Gelelim oyunun asıl önemli kısmı olan mekaniklerine. Başlarda hareket etmek ve nişan almak biraz garip gelse de bu durma çabuk alışıyorsunuz. Özellikle ilk aldığınız, plazma silahının tam olarak nişan aldığınız noktaya ateş etmemesinin bu duruma etkisi büyük. Çok geçmeden elinize taramalı tüfek, pompalı tüfek gibi standart FPS silahları geçiyor. Ama mermilerin çabuk bitmesi, hedef almanın zorluğu, silahların etkisizliği gibi etkenler yüzünden yakın ve orta mesafelerde plazma tabancası en etkili silah oluyor. Bir tek oyunun sonlarında bulabileceğiniz dürbünlü nişancı silahını aldığınız zaman işler değişiyor. Gerek yakın mesafede gerekse uzak mesafede çok etkili bir silah olduğu için merminiz oldukça bunu kullanmayı tercih edeceksinizdir. Bu silah ile her düşmanı tek bir atış ile öldürebiliyorsunuz, bu nedenle başka bir silaha gerek kalmıyor.

Daha önce de söylediğim gibi oyun otomatik olarak belli yerlerde kaydediliyor ve bunlar haricinde kayıt yapamıyorsunuz. Özellikle oyunun ortalarında bu kayıt noktalarının arası çok açılıyor ve bazı durumlarda epey can sıkabiliyor. Neyse ki zorluk seviyesi güzel ayarlanmış ve öldüğünüz zaman genelde sizin hatanız oluyor, oyuna çok fazla kızamıyorsunuz. Bu güzel ayarlanmış zorluk seviyesine düşmanların yapay zekası da dahil. Çılgın taktikler geliştirmeseler de siz düşmanlara ateş ederken sağa sola kaçıyorlar, şarjör değiştirirken saklanıyorlar. İsabet oranları da güzel ayarlanmış, çatışmalar genellikle heyecanlı geçiyor. Tabi her eski oyunda olduğu gibi burada da bazen düşman sizi görmeden köşeden kafanızı çıkararak onu vurmak mümkün olabiliyor.

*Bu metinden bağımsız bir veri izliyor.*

PR #280, opened 2016-12-01
DAG

ejholmes:
This is an internal refactor of `stacker.plan.Plan` to use a DAG to internally represent steps and their dependencies. The net result provides a simpler method to walk the graph, and update stacks in order of their dependencies.

Currently, this doesn't walk the graph in parallel, which is implemented in https://github.com/remind101/stacker/pull/281.

The DAG implementation is pulled from https://github.com/thieman/py-dag with the addition of a `walk` method for walking the graph in topological order.

**TODO**

* [x] Better reverse walk.

### DIFF
--- a/stacker/actions/build.py
+++ b/stacker/actions/build.py
@@ -1,6 +1,6 @@
 import logging
 
-from .base import BaseAction
+from .base import BaseAction, cancel
 from .. import exceptions, util
 from ..exceptions import StackDidNotChange
 from ..plan import Plan
@@ -292,7 +292,10 @@ class Action(BaseAction):
         if not outline and not dump:
             plan.outline(logging.DEBUG)
             logger.debug("Launching stacks: %s", ", ".join(plan.keys()))
-            plan.execute(self._launch_stack)
+            plan.execute(
+                self._launch_stack,
+                parallel=self.provider.supports_parallel,
+                cancel=cancel())
         else:
             if outline:
                 plan.outline()
--- a/stacker/actions/build.py
+++ b/stacker/actions/build.py
@@ -271,25 +271,9 @@ class Action(BaseAction):
         return params.items()
 
     def _generate_plan(self, tail=False):
-        plan_kwargs = {}
-        if tail:
-            plan_kwargs["watch_func"] = self.provider.tail_stack
-        plan = Plan(description="Create/Update stacks", **plan_kwargs)
-        stacks = self.context.get_stacks_dict()
-        dependencies = self._get_dependencies()
-        for stack_name in self.get_stack_execution_order(dependencies):
-            plan.add(
-                stacks[stack_name],
-                run_func=self._launch_stack,
-                requires=dependencies.get(stack_name),
-            )
+        plan = Plan(description="Create/Update stacks")
+        plan.build(self.context.get_stacks())
         return plan
-
-    def _get_dependencies(self):
-        dependencies = {}
-        for stack in self.context.get_stacks():
-            dependencies[stack.fqn] = stack.requires
-        return dependencies
 
     def pre_run(self, outline=False, *args, **kwargs):
         """Any steps that need to be taken prior to running the action."""
@@ -308,7 +292,7 @@ class Action(BaseAction):
         if not outline and not dump:
             plan.outline(logging.DEBUG)
             logger.debug("Launching stacks: %s", ", ".join(plan.keys()))
-            plan.execute()
+            plan.execute(self._launch_stack)
         else:
             if outline:
                 plan.outline()
--- a/stacker/dag/__init__.py
+++ b/stacker/dag/__init__.py
@@ -74,7 +74,20 @@ class DAG(object):
             raise KeyError('this edge does not exist in graph')
         graph[ind_node].remove(dep_node)
 
-    def walk(self, walk_func, graph=None, reverse=True):
+    def transpose(self, graph=None):
+        """ Builds a new graph with the edges reversed. """
+        if not graph:
+            graph = self.graph
+        transposed = DAG()
+        for node, edges in graph.items():
+            transposed.add_node(node)
+        for node, edges in graph.items():
+            # for each edge A -> B, transpose it so that B -> A
+            for edge in edges:
+                transposed.add_edge(edge, node)
+        return transposed
+
+    def walk(self, walk_func, graph=None):
         """ Walks each node of the graph in reverse topological order.
 
         This can be used to perform a set of operations, where the next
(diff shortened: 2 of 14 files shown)


ejholmes:
Ran this against our staging environment without issue. Gonna take a look at adding a `walk_parallel` method to the DAG.

stacker/plan.py
```diff
@@ -97,174 +86,79 @@ def submit(self):
...
-        wait_func (func, optional): the function to be called after each pass
-            of running stacks. This defaults to :func:`time.sleep` and will
-            sleep for the given `sleep_time` before starting the next pass.
-            Default: :func:`time.sleep`
-
-    """
-
-    def __init__(self, description, sleep_time=5, wait_func=None,
-                 watch_func=None, *args, **kwargs):
+class Plan():
```
phobologic: this should be `class Plan(object):`

stacker/plan.py
```diff
@@ -97,174 +86,79 @@ def submit(self):
...
+    def __init__(self, description, reverse=False, sleep_func=sleep):
```
phobologic: Probably worth adding back the doc string here.

stacker/plan.py
```diff
@@ -97,174 +86,79 @@ def submit(self):
...
-    def list_status(self, status):
-        """Returns a list of steps in the given status.
-
-        Args:
-            status (:class:`Status`): The status to match steps against.
-
-        Returns:
-            list: A list of :class:`Step` objects that are in the given status.
+    def build(self, stacks):
+        """ Builds an internal dag from the stacks and their dependencies """
```
phobologic: Add the full docstring here for the API docs.

stacker/plan.py
```diff
@@ -97,174 +86,79 @@ def submit(self):
...
+            dag.add_node(fqn)
+            self._steps[fqn] = Step(
+                stack=stack)
+
+        for stack in stacks:
+            for dep in stack.requires:
+                try:
+                    dag.add_edge(stack.fqn, dep)
+                except DAGValidationError:
+                    raise CyclicDependencyError(stack.fqn)
```
phobologic: You should add the dependency to this exception as well, just so it's easier to see what dependency caused the error.

stacker/plan.py
```diff
@@ -97,174 +86,79 @@ def submit(self):
...
+
+        self._dag = dag
+        return None
```
phobologic: You don't have to do this - 

```
>>> def blah():
...   print "WOO"
...
>>>
>>> x = blah()
WOO
>>> x
>>> type(x)
<type 'NoneType'>
```

stacker/dag/__init__.py
```diff
@@ -0,0 +1,221 @@
...
+            nodes.reverse()
+        for n in nodes:
+            walk_func(n)
+
+    def rename_edges(self, old_task_name, new_task_name, graph=None):
+        """ Change references to a task in existing edges. """
+        if not graph:
+            graph = self.graph
+        for node, edges in graph.items():
+
```
phobologic: Weird blank line here.

stacker/dag/__init__.py
```diff
@@ -0,0 +1,221 @@
...
+            graph = self.graph
+
+        dependent_nodes = set(
+            node for dependents
+            in graph.itervalues() for node in dependents)
+        return [node for node in graph.keys() if node not in dependent_nodes]
+
+    def validate(self, graph=None):
+        """ Returns (Boolean, message) of whether DAG is valid. """
+        graph = graph if graph is not None else self.graph
```
phobologic: This is different than the way it's done throughout this class - might be worth changing it just for consistency.

ejholmes:
Ok. Think I got all the changes in based on feedback.

We should probably hold off on merging until https://github.com/remind101/stacker/pull/281 is ready, since this will be slower to start without a parallel walk.

stacker/dag/__init__.py
```diff
@@ -0,0 +1,224 @@
...
+        """ Walks each node of the graph in reverse topological order.
+
+        This can be used to perform a set of operations, where the next
+        operation depends on the previous operation. It's important to note
+        that walking happens serially, and is not paralellized.
+        """
+        if not graph:
+            graph = self.graph
+        nodes = self.topological_sort(graph=graph)
+        if reverse:
```
ejholmes: I think this is kinda a naive implementation for reversing a dag. Doing this, we can't walk the graph concurrently in reverse. Instead, we should do a depth first walk, and build a new graph with the edges reversed.

ejholmes: Added a commit that adds a `tranpose` method on DAG to build a new DAG with all the edges transposed. Plan uses this now for destroy actions, so it can be parallelized.

stacker/actions/build.py
```diff
@@ -271,26 +271,10 @@ def _handle_missing_parameters(self, params, required_params,
         return params.items()
 
     def _generate_plan(self, tail=False):
-        plan_kwargs = {}
-        if tail:
-            plan_kwargs["watch_func"] = self.provider.tail_stack
```
ejholmes: This gets removed in this PR, which may not be correct. This seems to tail the events, but I'm not sure I've ever actually seen stacker do this.

phobologic: Yeah - this is used by some people with `--tail`.  Does it cause issues if you leave it in?

stacker/tests/test_plan.py
```diff
@@ -60,20 +60,47 @@ def test_build_plan(self):
...
+        app = Stack(
+            definition=generate_definition(
+                'app', 1, requires=['namespace-db.1']),
             context=self.context)
 
         plan = Plan(description="Test", sleep_func=None)
 
-        with self.assertRaises(CyclicDependencyError):
-            plan.build([vpc, bastion])
+        try:
```
phobologic: I think what you want here is `self.assertRaises()`.  You can see an example of that here:

https://github.com/remind101/stacker/blob/6a141b6d9c429d89158ad7ea274cdfcfbdc6060d/stacker/tests/test_config.py#L15

phobologic:
Oh, also, once you submit this, could you open another PR to merge this against the `release-1.0` branch?

stacker/tests/test_plan.py
ejholmes: Oh sweet. I couldn't find an example online that used assertRaises to check the message. Much nicer.

ejholmes:
Alright, this has gotten behind `master` which is moving towards 1.0, and my original version of this was based on top of 0.8.5. I've updated this for 0.8.6, if anybody wants to use it ([dag-0.8.6 branch](https://github.com/remind101/stacker/tree/dag-0.8.6), much faster than 0.8.6), but it won't be merged into 0.8 stable.

I'll follow up with porting this forward to 1.0 once we've moved internally to 1.0.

Oyunda ilerledikçe çift zıplama, hızlı koşma ve kalkan özelliklerinin kazanıyoruz. Ancak burada iki sıkıntı var; nasıl ve neden bu özellikleri kazandığımız açıklanmıyor ve kalkan haricindekiler pek de işe yaramıyorlar. Bazı çok zıplamalı bölümlerde çift zıplama işimizi kolaylaştırsa da hiçbir zaman aşırı gerekli olmuyor.

Dark Raid’i en zor seviyenin bir altındaki seviyede bitirmek altı saatimi aldı. İlk defa oynadığım için de oldukça yavaş oynadım; her köşeye bakıp oyundaki bütün heykelcikleri bulmaya çalıştım. Gerçi bu heykelcikler ne işe yarıyor, hangilerini aldım veya kaç tanesini kaçırdım gibi bir bilgi bulamadım. Aynı durum başarımlar için de geçerli. Hiçbir yerde bir listesini veya herhangi bir kaydı yok, sadece belli şeyleri yaptığımızda ekranda bir uyarı şeklinde çıkıp kayboluyorlar.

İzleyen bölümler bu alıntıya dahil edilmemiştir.